This testimony much more strongly links Williams to the robbery of
Jackson than does the fact that each victim's home was similarly
ransacked and it is not affected by crime scene evidence found in
the Rease home. Williams was not prejudiced by his counsel's
failure to investigate the crime scene evidence.
Williams also claims that a blood splatter expert could have told the jury that the police had contaminated blood evidence,
which could have possibly provided evidence exculpatory to
Williams. He argues such an expert could have explained to the
jury that it was probable that Mr. Rease was shot before Mrs.
Rease. He advances no argument, however, regarding how his
counsel's failure to hire such an expert caused his trial or
sentence to be unreliable. Accordingly, we see no prejudice.

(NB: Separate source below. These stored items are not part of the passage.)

PR #1721, opened 2020-05-29
doc: Add information about our use of asgiref.local in the py sdk

untitaker:


untitaker:
@rhcarvalho this is just telling you the behavior of the SDK and enumerating all edge cases

This PR is obsolete as it seems we're not going to implement this hack anyway, if https://github.com/django/asgiref/pull/171 lands contextvars will just work fine.

PR #1722, opened 2020-05-29
Fix typo

mlissner:
It's on the homepage. Oh no!

PS - Thanks for the non-profit discount. You're really going to make a difference with it.


untitaker:
Thanks!

PR #1720, opened 2020-05-29
react-native release health

bruno-garcia:
Document the _Release Health_ feature for React Native users.

Please note I've removed the `Sentry.setRelease/setDist` docs since cannot affect the release used by the native SDKs doing release health. Values should be taken in during initialization. We might deprecate the methods in the future if possible.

E. Instructions. Williams argues his counsel were
ineffective for failing to object to certain instructions given by
the trial court. The three instruction errors alleged by Williams
are: (a) the instructions did not inform the jury they were to
weigh each co-defendant's mitigating and aggravating circumstances
separately, (b) the jury should have been instructed on what
sentencing alternatives were available to the judge if they did not
recommend the death penalty, and (c) the instructions failed to
inform the jury that if they found Williams was sufficiently
intoxicated, this finding would negate the intent requirements
inherent in two of the aggravating factors urged by the State.
Williams argues his counsel were ineffective for failing to ask the court to instruct the jury that they were obligated to consider whether the death penalty was appropriate for Williams based solely on his own actions and intent. He argues that without any such instruction the jury could consider evidence entered for
or against co-defendant Gregory Rouster to determine his death
sentence, thereby violating the Eighth Amendment's requirement of
"precise and individualized sentencing." (Appellant's Br. at 110
(citing Stringer v. Black, 505 U.S. 222, 232 (1992)).
When a jury or judge sentences an individual to death, the
Eighth Amendment requires "an individualized determination on the
basis of the character of the individual and the circumstances of
the crime." Zant v. Stephens, 462 U.S. 862, 879 (1983) (emphasis
omitted). In Williams' case, the trial court made it clear to the
jury that Williams was to be sentenced on the basis of his
individual acts and character by instructing them:
The jury may recommend the death penalty be imposed
against defendant, Darnell Williams, only if it finds:
1. that the State has proved beyond a reasonable
doubt the existence of one of the aggravating
circumstances alleged in the charging
information against Darnell Williams, and
2. that any mitigating circumstances that exist
for Darnell Williams are outweighed by one or
more of the aggravating circumstances for
Darnell Williams.
(T.R. at 171A.) This instruction specifically directed the jury
that mitigating and aggravating factors had to exist "for Darnell
Williams" before they could recommend that Williams be sentenced to
death.
The court's procedures complied with the death penalty sentencing statute then in force, Ind. Code Ann. § 35-50-2-9 (West 1986), and thus the court's instructions were within the bounds of Indiana law at the time.See footnote 7 Williams claims, however, that these procedures violated his Fourteenth Amendment right to due process under the Federal Constitution as that right was described in the case of Simmons v. South Carolina, 512 U.S. 154 (1994). In
Simmons, the Court held that "where the defendant's future
dangerousness is at issue, and state law prohibits the defendant's
release on parole, due process requires that the sentencing jury be
informed that the defendant is parole ineligible." Id. at 156.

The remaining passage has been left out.